Questions concerning the reason for the rejection of the null hypothesis arise in the form of:

"Which mean(s) or proportion (s) differ from a standard or from each other?"
"Does the mean of treatment 1 differ from that of treatment 2?"
"Does the average of treatments 1 and 2 differ from the average of treatments 3 and 4?"

One popular way to investigate the cause of rejection of the null hypothesis is a Multiple Comparison Procedure. These are methods which examine or compare more than one pair of means or proportions at the same time.

Note: Doing pairwise comparison procedures over and over again for all possible pairs will not, in general, work. This is because the overall significance levels are no longer as specified for a single pair comparison.

The ANOVA uses the F test to determine whether there exists a significant difference among treatment means or interactions. In this sense it is a preliminary test that informs us if we should continue the investigation of the data at hand.

If the null hypothesis (no difference among treatments or interactions) is accepted, there is an implication that no relation exists between the factor levels and the response. There is not much we can learn, and we are finished with the analysis.

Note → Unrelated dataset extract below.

PR #464, opened 2020-12-27
Show all the posts from a blog in its list

lonemadmax:
Currently /blog/\<blogname\>/ is somewhat of a mix of things. It shows all the site posts with the same author as that in /blog/\<blogname\>/_index.md. That means:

When the F test rejects the null hypothesis, we usually want to undertake a thorough analysis of the nature of the factor level effects.

Previously, we discussed several procedures for examining particular factor level effects. These were

These types of investigations should be done on combinations of factors that were decided on in advance of observing the experimental results, or else the confidence levels are not as specified by the procedure. Also, doing several comparisons might change the overall confidence level (see note above). This can be avoided by carefully selecting contrasts to investigate in advance and making sure that:

the number of such contrasts does not exceed the number of degrees of freedom between the treatments

only orthogonal contrasts are chosen.

However, there are also several powerful multiple comparison procedures we can use after observing the experimental results.

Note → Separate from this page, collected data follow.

PR #469, opened 2021-01-21
News: Remove duplicate sound set entry

CodeforEvolution:
The "System Sounds Contest Wrap-up" news article had a duplicate entry in the results table.


humdingerb:
Thanks!

PR #471, opened 2021-01-24
Automatic year update

lonemadmax:
There's still the copyright line in config.toml, that can't be programmatic, AFAIK.
For the donation chart I'm assuming "calendar years" are used, and not May 4th 2020 - May 3rd 2021 or whatever. The financial reports seem to agree, but someone please confirm before applying change.


leavengood:
Yes the donation meter year should be just based on the current year, pulled from the file like you did. This is a good change, thanks. In fact I wanted to do something similar.

leavengood:
Thanks again, this made it much easier for me to get the donation meter updated for 2021. 👍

Tests on Means after Experimentation

If the decision on what comparisons to make is withheld until after the data are examined, the following procedures can be used:

Tukey's Method to test all possible pairwise differences of means to determine if at least one difference is significantly different from 0.
Scheffé's Method to test all possible contrasts at the same time, to see if at least one is significantly different from 0.
Bonferroni Method to test, or put simultaneous confidence intervals around, a pre-selected group of contrasts

Multiple Comparisons Between Proportions

When we are dealing with population proportion defective data, the Marascuilo procedure can be used to simultaneously examine comparisons between all groups after the data have been collected.